MRC Centre for Global Infectious Disease Analysis, Department of Infectious Disease Epidemiology, School of Public Health, Imperial College London, London, UK.
The Abdul Latif Jameel Institute for Disease and Emergency Analytics, School of Public Health, Imperial College London, London, UK.
BMC Med. 2022 Apr 20;20(1):135. doi: 10.1186/s12916-022-02324-1.

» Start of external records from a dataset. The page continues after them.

PR #3142, opened 2026-03-12
feat(sdk): export action name constants

pflynn-virtru:
## Summary
- Export `ActionNameCreate`, `ActionNameRead`, `ActionNameUpdate`, and `ActionNameDelete` constants from the `sdk` package
- Allows downstream consumers (e.g. `secure-enclave`) to reference standard action names without importing `service/policy/actions`, avoiding the heavy `service` module dependency (~300 go.mod lines, testcontainers, DB drivers, etc.)
- Updates internal `readActionName` in `tdf.go` to reference the new exported constant

## Test plan
- [x] `go build ./...` passes
- [x] `go test ./... -short` passes
- [x] `golangci-lint run ./...` — 0 issues
- [x] `gofumpt -l .` — no formatting issues


dmihalcik-virtru (dismissed):
~~Suggestion: Consider making these a typed thing?~~

After discussion, simpler >> compex

marythought (commented):
Thanks for tackling this — avoiding the heavy `service` import from the SDK is a real pain point and worth solving.

A few questions on the approach:

1. **Naming** — The existing constants that all consumers use are `ActionNameCreate`, `ActionNameRead`, etc. (in `service/policy/actions`). Was there a specific reason for choosing `PolicyActionNameCreate` / `DecisionActionNameCreate` over matching the existing convention? Wondering if I'm missing context on a planned naming distinction.

2. **`DecisionActionName*` aliases** — These are identical to the `PolicyActionName*` values today. What's the thinking behind exposing both sets? Is there a near-term plan for decision actions to diverge from policy actions, or is this more of a future-proofing measure?

3. **Duplication vs. shared package** — Was extracting a lightweight leaf package considered (e.g., `service/policy/actionnames` or somewhere in `protocol`) that both `sdk` and `service/policy/actions` could import? Curious whether something made that impractical — the comment-enforced sync between the two files makes me a little nervous long-term.

4. **`tdf.go` change** — What motivated tying `readActionName` to `PolicyActionNameRead` rather than leaving it as the literal `"read"`? My read was that the TDF concept of "read" is independent of the policy service's action naming, but wondering if there's a coupling I'm not seeing.

Happy to discuss — the goal is solid, just want to make sure I understand the design choices before approving.

sdk/actions.go
```diff
@@ -0,0 +1,29 @@
+package sdk
```
dmihalcik-virtru, line 1: Hmm could we put this in a subpackage so the imports are like

```golang
import "github.com/opentdf/platform/sdk/actions"

...
func example() {
	a1 := actions.Read
}
```

something like 
```
package actions
```

or maybe `policyAction` or something? I'm overthinking it...

This also feels like something that could be derived from a proto enum...

PR #3164, opened 2026-03-16
feat(policy): Add actions fqn support across downstream consumers

elizabethhealy:
### Proposed Changes

* maintains name support for backward compatibility, if name provided assumes namespace=null

### Checklist

## Release Notes

* **New Features**
  * Added support for action Fully Qualified Names (FQNs) across policy APIs, allowing actions to be referenced using URIs (e.g., `https://namespace/act/action-name`) in addition to IDs and names.
  * Standard actions (`create`, `read`, `update`, `delete`) are now automatically created when a new namespace is established.

* **Documentation**
  * Updated API schemas and protocol definitions to include FQN fields for actions and identifiers.

### DIFF
--- a/service/policy/adr/0005-action-fqn-support-in-policy-apis.md
+++ b/service/policy/adr/0005-action-fqn-support-in-policy-apis.md
@@ -1,0 +1,37 @@
+# Policy APIs will support action FQNs for downstream references
+
+As policy objects become namespace-aware, referring to actions by `name` alone is ambiguous across namespaces.
+
+This is especially important for downstream APIs that attach actions to other policy objects, including:
+
+1. Obligation Triggers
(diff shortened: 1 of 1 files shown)


service/common/common.proto
```diff
@@ -17,6 +17,10 @@ message IdNameIdentifier {
         expression: "this.matches('^[a-zA-Z0-9](?:[a-zA-Z0-9_-]*[a-zA-Z0-9])?$')"
       }
     ];
+    string fqn = 3 [(buf.validate.field).string = {
```
elizabethhealy: ideally id create a IdFqnNameIdentifier or switch from IdNameIdentifier to IdFqnIdentifier but those would cause breaking changes

PR #3210, opened 2026-03-26
[DRAFT] PQC xwing (codex generated)

dmihalcik-virtru:
- **feat(kas): add ml-kem key wrapping support**
- **feat(kas): add ml-kem-1024 support**
- **Add X-Wing hybrid KAO wrapping support**

PROMPT

> This branch adds support for ML-KEM wrapping to our TDF Key Access Object wrapping. I would like to explicitly support hybrid keys with xwing, as defined in https://www.ietf.org/archive/id/draft-connolly-cfrg-xwing-kem-10.txt. So, like this PR adds the `mlkem-wrapped SchemeType`, it should also offer the `hybrid SchemeType`. 
> This will be supported by a new lib/ocrypto `HybridXWing KeyType = "hpqt:xwing"` in ec_key_pair.go (maybe move those to a new file with a neutral name?). Let KAS and the policy service store and serve a composite public 
 key as a single byte array (or in a PEM). E.g. let the key data be a concatenated set of traditional and post-quantum keys, or an ASN.1 object with additional data that contains both types of keys. Simmilarly, the KEM  objects themselves should be base64 encoded in the same field in the KAO they are now, but will be much longer and more structured with ASN.1 Data so the server can later perform rewrap without additional json fields or data beyond the schema that currently exists (i.e. without needing a new ciphertext field or similar)


dmihalcik-virtru:
Merged in #3276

Sub-Saharan Africa has seen substantial reductions in cases and deaths due to malaria over the past two decades. While this reduction is primarily due to an increasing expansion of interventions, urbanisation has played its part as urban areas typically experience substantially less malaria transmission than rural areas. However, this may be partially lost with the invasion and establishment of Anopheles stephensi. A. stephensi, the primary urban malaria vector in Asia, was first detected in Africa in 2012 in Djibouti and was subsequently identified in Ethiopia in 2016, and later in Sudan and Somalia. In Djibouti, malaria cases have increased 30-fold from 2012 to 2019 though the impact in the wider region remains unclear.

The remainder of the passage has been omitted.